[[ SUPPLIED INFORMATION open ]]
Issue #3785, opened 2019-01-18
output files with the same task name are overwritten


ederenn:
#### Encountered on:
Linux, Windows, golem-0.18.3+dev693.g6b46c7a
Steps to reproduce:
- Create a task, wait for task to finish, 
- create second task using the same input file, name task exactly the same as first one, wait for task to finish.
-check if there is new output file in output folder

shadeofblue:
@ederenn how did it work before?

shadeofblue:
iow, please provide missing details:

**Actual result**
_(What is the result of this issue)_

**Expected result**
_(What is the expected result)_

ederenn:
there was added suffix to the output file name to avoid overwriting files

actual result:
two tasks are finished, for example each task has two frames. In output folder there are only two frames created.

expected result:
in output folder there should be created 4 frames in total, with numeral suffixes added to task name to differentiate files

etam:
I don't remember such functionality. And I can't find anything supporting this in the history of our source code.
Anyway, how we should resolve this? Adding incrementing numbers to output filenames might be tricky and error prone with multithreading. Any ideas?

etam:
Or maybe it should be like this: When creating a new task, with the same name and output directory as another task, user should be warned that output files will get overwritten. It sounds like a lot of work with gui and stuff, but I tried to think about what user would expect.

shadeofblue:
@ederenn please confirm that this feature used to work in version b0.18.X

shadeofblue:
@etam we could try to do that on the back end when starting the task - may indeed by trick-ish if there is nothing created when the task is started and only when it's finished...

PR #3854, opened 2019-02-05
Bugfix output files with the same task name are overwritten

rwrzesien:
Resolves https://github.com/golemfactory/golem/issues/3785

### DIFF
--- a/apps/rendering/task/framerenderingtask.py
+++ b/apps/rendering/task/framerenderingtask.py
@@ -486,7 +486,7 @@ class FrameRenderingTask(RenderingTask):
             )
         )
 
-    def _add_suffix_to_existing_directory(self, directory):
+    def _add_suffix_to_existing_directory(self, directory):  # pylint: disable=no-self-use
         assert isinstance(directory, str)
 
         suffix = 1
--- a/apps/rendering/task/framerenderingtask.py
+++ b/apps/rendering/task/framerenderingtask.py
@@ -480,8 +480,8 @@ class FrameRenderingTask(RenderingTask):
         return self._add_suffix_to_existing_directory(
             os.path.normpath(
                 os.path.join(
-                    self.task_definition.task_id,
-                    os.path.dirname(self.output_file)
+                    os.path.dirname(self.output_file),
+                    self.task_definition.task_id
                 )
             )
         )
--- a/apps/rendering/task/framerenderingtask.py
+++ b/apps/rendering/task/framerenderingtask.py
@@ -154,16 +154,25 @@ class FrameRenderingTask(RenderingTask):
     def get_output_names(self):
         if self.use_frames:
             dir_ = os.path.dirname(self.output_file)
-            output_names = [os.path.normpath(os.path.join(dir_, self._get_output_name(frame))) for frame in self.frames]
+            output_names = [
+                os.path.normpath(
+                    os.path.join(dir_, self._get_output_name(frame))
+                ) for frame in self.frames
+            ]
         else:
             output_names = super(FrameRenderingTask, self).get_output_names()
 
         return self._suffix_existing_output_names(output_names)
 
     def _suffix_existing_output_names(self, output_names):
-        """ Checks if any of output names already exists, if yes, adds suffix to output name. """
+        """
+        Checks if any of output names already exists,
+        if yes, adds suffix to output name.
+        """
         assert isinstance(output_names, list)
-        assert all([isinstance(output_name, str) for output_name in output_names])
+        assert all(
+            [isinstance(output_name, str) for output_name in output_names]
+        )
 
         output_directory = os.path.dirname(self.output_file)
 
@@ -172,8 +181,11 @@ class FrameRenderingTask(RenderingTask):
             output_file_path = os.path.join(output_directory, output_name)
 
             while os.path.exists(output_file_path):
-                output_file_name, output_file_extension = os.path.splitext(output_file_path)
-                output_names[i] = f'{output_file_name}_{suffix}{output_file_extension}'
+                output_file_name, output_file_extension = os.path.splitext(
+                    output_file_path
+                )
+                output_names[i] = \
+                    f'{output_file_name}_{suffix}{output_file_extension}'
                 suffix += 1
 
         return output_names
--- a/apps/rendering/task/framerenderingtask.py
+++ b/apps/rendering/task/framerenderingtask.py
@@ -159,8 +159,7 @@ class FrameRenderingTask(RenderingTask):
                     os.path.join(self.output_dir, self._get_output_name(frame))
                 ) for frame in self.frames
             ]
-        else:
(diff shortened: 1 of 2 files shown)


etam (commented):
Question: Suppose the following scenario:

1. A task is created with 2 frames. Output files are "task0.png" and "task1.png" (or something like that).
2. A task is created with 4 frames. Output files are "task0_1.png", "task1_1.png", "task2.png", "task3.png"?

Am I correct? If so, then it's not a good solution.

rwrzesien:
@etam Yes, exactly. In issue description the expected behavior is described as:

> in output folder there should be created 4 frames in total, with numeral suffixes added to task name to differentiate files

Which part of this requirement is not filled in?

etam:
Probably requirements are not well specified. For me such output files suggest that "task?.png" files are one thing and "task?_?.png" another. But that's probably something for UX team to decide how this should work. I think that's confusing, but if UX agrees that it's how it should be, then I won't object anymore.

rwrzesien:
@etam 

> Probably requirements are not well specified.

I agree, so if you want to propose a better expected result, please let me know so I can implement a solution that fits. Saying that solution is not good without proposing a new one doesn't give me much area to improve.

etam:
Quick idea: If task has multiple frames, then put results in a subfolder that is named after task. If folder already exists, add suffix.

So for sequence of tasks with 2, 1, 3 and 1 frames the result would be:
```
task.png
task_1.png
task/task0.png
task/task1.png
task_1/task0.png
task_1/task1.png
task_1/task2.png
```

etam:
I asked @jamuszyn for comments.

jamuszyn:
> Quick idea: If task has multiple frames, then put results in a subfolder that is named after task. If folder already exists, add suffix.
> 
> So for sequence of tasks with 2, 1, 3 and 1 frames the result would be:
> 
> ```
> task.png
> task_1.png
> task/task0.png
> task/task1.png
> task_1/task0.png
> task_1/task1.png
> task_1/task2.png
> ```

This sounds reasonable. I would also include timestamps (task creation) to those folders (not the filenames).

tests/apps/rendering/task/test_framerenderingtask.py
```diff
@@ -130,6 +131,26 @@ def test_get_output_names(self):
...
         assert len(output_names) == 0
 
+    def test__get_output_dir(self):
+        frame_task = self._get_frame_task(True)
+        with mock.patch(
+            'apps.rendering.task.framerenderingtask.os.path.exists',
+            return_value=False
+        ):
+            output_dir = frame_task._get_output_dir()
+        assert output_dir == os.path.dirname(
```
dybi: two remarks:
1) please use `self.assertEquals()`
2) could you please put use string literal here, so it can be deduced from the test, how the path should look like?

You might also put comments at the beginning of the test explaining, i.e.:
```
"""
cwd: path_to_golem/tasks/whatever
task_name: some_task777
...
"""
```
etc, if you recon it would help understanding what is being concatenated ;)

tests/apps/rendering/task/test_framerenderingtask.py
```diff
@@ -130,6 +131,26 @@ def test_get_output_names(self):
...
+            frame_task.task_definition.output_file)
+
+    def test__get_output_dir_when_directory_already_exists(self):
+        frame_task = self._get_frame_task(True)
+        with mock.patch(
+            'apps.rendering.task.framerenderingtask.os.path.exists',
+            side_effect=[True, False]
+        ):
+            output_dir = frame_task._get_output_dir()
+        assert output_dir == \
```
dybi: same as above

dybi (approved):
Looks okay, but I would ask to make improvements in the tests (please see comments)
horse_approves

tests/apps/rendering/task/test_framerenderingtask.py
etam: We are using `pytest` to run tests, which handles `assert a == b` as nicely as `self.assertEquals()`. For me plain `assert` is more readable. Do you have any good reason to use `self.assertEquals()`?

dybi: @etam, in such case, the only reason would be personal preference. So, consider my remark as null and void ;)

rwrzesien: @dybi 

> 1. please use `self.assertEquals()`

I prefer `self.assertXXX` but I wanted to fit into existing style. 

> 2. could you please put use string literal here, so it can be deduced from the test, how the path should look like?

The case is that in each run the path is regenerated and is random (or build from something, I am not sure from what, but not from `subtask_id` nor `task_id`).

dybi: @rwrzesien, the formula that is used currently `assert output_dir == os.path.dirname(
            frame_task.task_definition.output_file)` works only because `frame_task.task_definition.task_id` is equal to `""`. Please include it calculations if using string literals is not feasible.

rwrzesien: @dybi done :+1:

tests/apps/rendering/task/test_framerenderingtask.py
rwrzesien: :+1: done

ederenn:
screenshot from 2019-02-08 16-57-16


- still not working for multiframe tasks, folders are not created, tasks are overwritten
- if two tasks have the same name but one task is single frame, second task multiframe it creates a mess in output directory
to be consistent  we should create separate folders for each multiframe task, starting from first output

apps/rendering/task/framerenderingtask.py
```diff
@@ -472,6 +476,26 @@ def _update_preview_task_file_path(self, preview_task_file_path):
...
+        return self._add_suffix_to_existing_directory(
+            os.path.normpath(
+                os.path.join(
+                    os.path.dirname(self.output_file),
+                    self.task_definition.task_id
+                )
+            )
+        )
+
+    def _add_suffix_to_existing_directory(self, directory):  # pylint: disable=no-self-use
```
jiivan, line 489: No self use lint is valid here. It should either be a function or classmethod

tests/apps/rendering/task/test_framerenderingtask.py
```diff
@@ -3,6 +3,7 @@
 import uuid
 from pathlib import Path
 
+import mock
```
jiivan, line 6:
```suggestion
from unittest import mock
```

apps/rendering/task/framerenderingtask.py
shadeofblue: actually, probably a `staticmethod`

etam:
hello?

etam:
anyone here?

kmazurek:
Closing since the underlying issue has been fixed in #4037.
[[ SUPPLIED INFORMATION closed ]]
• PROBLEM DETAILS:
In the entries above, find lines with "solution" and copy each.

• EXERCISE OUTPUT:
Am I correct? If so, then it's not a good solution.
I agree, so if you want to propose a better expected result, please let me know so I can implement a solution that fits. Saying that solution is not good without proposing a new one doesn't give me much area to improve.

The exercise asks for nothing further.